Jago walked over to the bed, sat down next to her and stroked his thumb over her still pale cheek. ‘Hi back. How are you feeling?’
‘A bit of a headache...’ Dodi’s eyes widened, and she shot up, panic on her face. ‘The baby...is our baby okay?’
He gripped her shoulders, gently squeezed and bent his head so that he could look directly into her eyes. ‘The baby is fine, Dodi. Relax.’
It took her a few deep breaths for his news to make sense. ‘Are you sure?’ she demanded, her voice shrill.
‘Very. They did an ultrasound, and all is well.’
The panic in her eyes receded and was quickly replaced by tears. Of gratitude, he presumed. She flopped back on the pillow and closed her eyes. ‘Thank God, thank God.’
He wholeheartedly agreed. Thank God. Jago found the remote control and lifted the bed so that Dodi sat upright. He resumed his place next to her and placed his hand on her thigh. ‘Don’t you remember having the ultrasound?’

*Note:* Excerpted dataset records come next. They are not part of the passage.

PR #441, opened 2026-02-25
feat: Hide/deduplicate spammy logs

ilyasher:
#### Overview:

Improve logging based on VDR feedback. By default logs should be informative rather than overwhelming.

1. Remove duplicate logs (especially "apply final quant mode" and "loaded model architecture")

2. Move some logs from info to debug

Together with https://github.com/ai-dynamo/aiconfigurator/pull/452, the log output is much cleaner than before:

Screenshot 2026-02-24 at 4 47 38 PM

### DIFF
--- a/src/aiconfigurator/cli/main.py
+++ b/src/aiconfigurator/cli/main.py
@@ -853,7 +853,7 @@ def _execute_task_configs(
     for exp_name, task_config in task_configs.items():
         try:
             logger.info("Starting experiment: %s", exp_name)
-            logger.info("Task config: %s", task_config.pretty())
+            logger.debug("Task config: \n%s", task_config.pretty())
             task_result = runner.run(task_config)
             pareto_df = task_result["pareto_df"]
             if pareto_df is not None and not pareto_df.empty:
--- a/src/aiconfigurator/sdk/models.py
+++ b/src/aiconfigurator/sdk/models.py
@@ -3,8 +3,10 @@
 
 from __future__ import annotations
 
+import dataclasses
 import logging
 from functools import cache
+from typing import Optional
 
 import aiconfigurator.sdk.operations as ops
 from aiconfigurator.sdk import common, config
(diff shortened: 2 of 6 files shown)


src/aiconfigurator/sdk/models.py
```diff
@@ -160,8 +160,6 @@ def get_model(
     # Convert architecture (e.g., 'LlamaForCausalLM') to model family (e.g., 'LLAMA')
     model_family = _architecture_to_model_family(architecture)
 
-    _apply_model_quant_defaults(model_config, raw_config, architecture, backend_name)
```
ilyasher, line 163: Removing because quant modes will be resolved by this point

src/aiconfigurator/cli/main.py
```diff
@@ -852,7 +852,7 @@ def _execute_task_configs(
     for exp_name, task_config in task_configs.items():
         try:
             logger.info("Starting experiment: %s", exp_name)
-            logger.info("Task config: %s", task_config.pretty())
+            logger.debug("Task config: \n%s", task_config.pretty())
```
simone-chen, line 856: What's the diff in `info` and `debug` here? Wouldn't `debug` spit more lines?

simone-chen (approved):

src/aiconfigurator/cli/main.py
ilyasher: Now the task config will only be logged to stderr if AIC is run with the `--debug` flag.

src/aiconfigurator/sdk/models.py
tianhaox: what's the action here?

tianhaox (approved):

src/aiconfigurator/sdk/models.py
ilyasher: No action, just wanted to explain to reviewers why I removed this line. i actually ended up adding it back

The doctor said that some of her memories might be fuzzy as she’d cracked her head quite hard. She hadn’t needed stitches but she did have a large goose egg on the back of her head.
Dodi shrugged. ‘I remember bits and pieces of last night, not much. I remember running up the steps, slipping, my butt hitting the floor and how sore it was.’
‘You bruised your coccyx and smacked the back of your head,’ Jago told her. ‘You have a minor concussion.’